Komite Rakyat Kota Hanoi telah menyetujui proyek pembangunan terowongan bawah tanah 6 lajur di persimpangan Me Tri – Duong Dinh Nghe – Jalan Lingkar 3, salah satu ‘titik panas’ kemacetan lalu lintas yang sudah lama terjadi di kawasan barat ibu kota.

Gambar 2
Gambar 3
Gambar 4
Gambar 5
Gambar 6
Gambar 7
Gambar 8
Gambar 9
Gambar 10

Setelah lebih dari 5 bulan sejak dimulai, proyek terowongan bawah tanah di persimpangan Jalan Thang Long – Jalan Lingkar 3.5 secara resmi memasuki fase penggalian terowongan, menandai langkah maju penting dalam penyelesaian infrastruktur transportasi di kawasan barat Hanoi.

Pada pagi hari tanggal 4 Oktober, Komite Rakyat Kota Hanoi menggelar upacara peletakan batu pertama proyek terowongan bawah tanah persimpangan Co Linh. Ini adalah salah satu proyek penting yang diluncurkan Hanoi untuk memperingati hari jadi pembebasan ibu kota pada 10 Oktober 1954 – 10 Oktober 2025.
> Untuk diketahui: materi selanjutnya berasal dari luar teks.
PR #3551, opened 2026-09-08
feat(tests): EIP-7928 - reject BALs that omit system-phase accesses

ilitteri:
### Description

Add five invalid-BAL tests for accesses made outside transaction execution. Every existing `test_bal_invalid_*` case corrupts an account a transaction touched, the coinbase, or a withdrawal recipient whose balance changed. None removes an access that leaves `state_root` and gas untouched, which is the case only regenerate-and-compare or an explicit completeness check can catch:

- `test_bal_invalid_missing_request_predeploy_entry` (EIP-7002, EIP-7251, both EIP-8282 predeploys): the post-execution system call only reads the excess, count, queue head and queue tail slots; the BAL drops the predeploy's entry.
- `test_bal_invalid_missing_request_predeploy_reads` (same predeploys): the entry stays but its `storage_reads` are cleared.
- `test_bal_invalid_missing_pre_block_system_call_read`: with a zero parent beacon root the EIP-4788 system call rewrites the root slot with its current value, which EIP-7928 records as a read next to the timestamp write; the BAL drops that read.
- `test_bal_invalid_missing_system_contract_entry` (EIP-2935, EIP-4788): the BAL drops the whole entry of a system contract written at `block_access_index = 0`.
- `test_bal_invalid_missing_zero_amount_withdrawal_recipient` (existing and non-existent recipient): EIP-7928 records withdrawal recipients regardless of amount; the BAL drops the recipient of a zero-amount withdrawal.

All blocks are empty, so the only accesses in the BAL are the system-phase ones under test. `test_cases.md` gets a row per test.

Motivation: lambdaclass/ethrex#7109. ethrex's default import path validates the supplied BAL instead of regenerating it and had no completeness check for the pre- and post-block phases, so a block whose BAL omitted a system-call read was accepted while geth, reth and erigon rejected it. The existing suite did not expose this: it never removes a read-only system-phase access.

Validation (filled locally with the in-repo EELS `t8n`, 26 fixtures: 13 `blockchain_test` + 13 `blockchain_test_engine`):

- ethrex sequential path (regenerate-and-compare): all 13 rejected.
- ethrex default parallel path at `main`: 11 of 13 accepted as `VALID`. The two `missing_system_contract_entry` cases are rejected, but by the state-root check rather than BAL validation (a `validationError` mismatch under strict exception matching).
- ethrex parallel path with lambdaclass/ethrex#7122 plus a pre-block completeness check: all 13 rejected with a BAL validation error, also under strict exception matching.

`just static` passes.

### Related Issues or PRs

lambdaclass/ethrex#7109
lambdaclass/ethrex#7122

### Checklist


fselmo (approved):
Thanks @ilitteri, these are great to have in here. Just did some housekeeping / explicit checks + descriptions. I was going to wait on #3484 refactors to come in first but I'll just update that one instead since this one is gtg. Thanks again!

PR #3554, opened 2026-09-09
fix(tests): EIP-8037 - drop double-counted hash gas in code deposit guard

chfast:
### Description

The initcode carried `code_deposit_size`, so its `execution_cost` already included the deposit's hash gas, and the guard added `code_deposit`'s execution cost on top. That overstated the child's pre-deposit execution gas, making the "child must reach code deposit" assert stricter than intended and the state-charge assert weaker.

Proyek investasi dan pembangunan terowongan bawah tanah di persimpangan Co Linh (distrik Long Bien) dijadwalkan dimulai pada Oktober depan dan diharapkan dapat mengatasi kemacetan lalu lintas di kawasan gerbang timur ibu kota.

Komite Rakyat Kota Hanoi

Komite Rakyat Kota Hanoi, juga dikenal sebagai Balai Kota Hanoi, adalah kantor pusat pemerintahan kota. Gedung ini, contoh mencolok arsitektur kolonial Prancis, dibangun pada awal abad ke-20 (selesai sekitar 1906) dan awalnya berfungsi sebagai Hotel de Ville (Balai Kota) untuk pemerintahan kolonial. Saat ini, gedung ini tetap menjadi landmark administratif yang menonjol dan simbol lapisan sejarah Hanoi, meskipun tidak terbuka untuk kunjungan publik.

Persimpangan Me Tri – Duong Dinh Nghe – Jalan Lingkar 3

Persimpangan Me Tri – Duong Dinh Nghe – Jalan Lingkar 3 adalah pusat transportasi modern utama di distrik Nam Tu Liem, Hanoi, Vietnam. Namanya merujuk pada figur sejarah Duong Dinh Nghe, seorang gubernur dan komandan militer Vietnam abad ke-10 yang memimpin pemberontakan melawan kekuasaan Tiongkok. Saat ini, persimpangan ini merupakan bagian penting infrastruktur kota, menghubungkan beberapa jalur utama untuk meredakan kemacetan lalu lintas.

Persimpangan Jalan Thang Long – Jalan Lingkar 3.5

Persimpangan Jalan Thang Long – Jalan Lingkar 3.5 adalah pusat transportasi modern utama di Hanoi, Vietnam. Persimpangan ini dikembangkan sebagai bagian dari perluasan infrastruktur kota yang berkelanjutan untuk meredakan kemacetan lalu lintas dan meningkatkan konektivitas antara ibu kota dan wilayah baratnya, termasuk rute ke Bandara Internasional Noi Bai. Meski bukan situs sejarah itu sendiri, persimpangan ini terletak di kawasan Thang Long yang lebih luas, nama kuno Hanoi, yang telah menjadi pusat politik Vietnam selama lebih dari seribu tahun.

Persimpangan Co Linh

“Persimpangan Co Linh” bukanlah situs sejarah atau budaya yang diakui secara luas dalam referensi internasional utama. Ini adalah persimpangan lalu lintas besar di distrik Long Biên, Hanoi, Vietnam. Kawasan ini penting secara sejarah sebagai bagian dari rute ke Jembatan Long Biên di dekatnya—struktur kritis yang awalnya dibangun pada era kolonial Prancis dan kemudian dipertahankan dengan kuat selama Perang Vietnam.

Distrik Long Bien

Long Bien adalah distrik perkotaan modern di Hanoi, Vietnam, yang dibentuk pada 2003 dari bagian distrik pedesaan sebelumnya. Landmark paling ikoniknya adalah **Jembatan Long Bien** bersejarah, dibangun oleh Prancis dari 1899-1902, yang berfungsi sebagai penghubung transportasi vital dan dibom berat namun selamat selama Perang Vietnam. Saat ini, distrik ini merupakan area pengembangan kunci, memadukan urbanisasi cepat dengan simbol kuat sejarah kolonial dan ketahanan masa perang ini.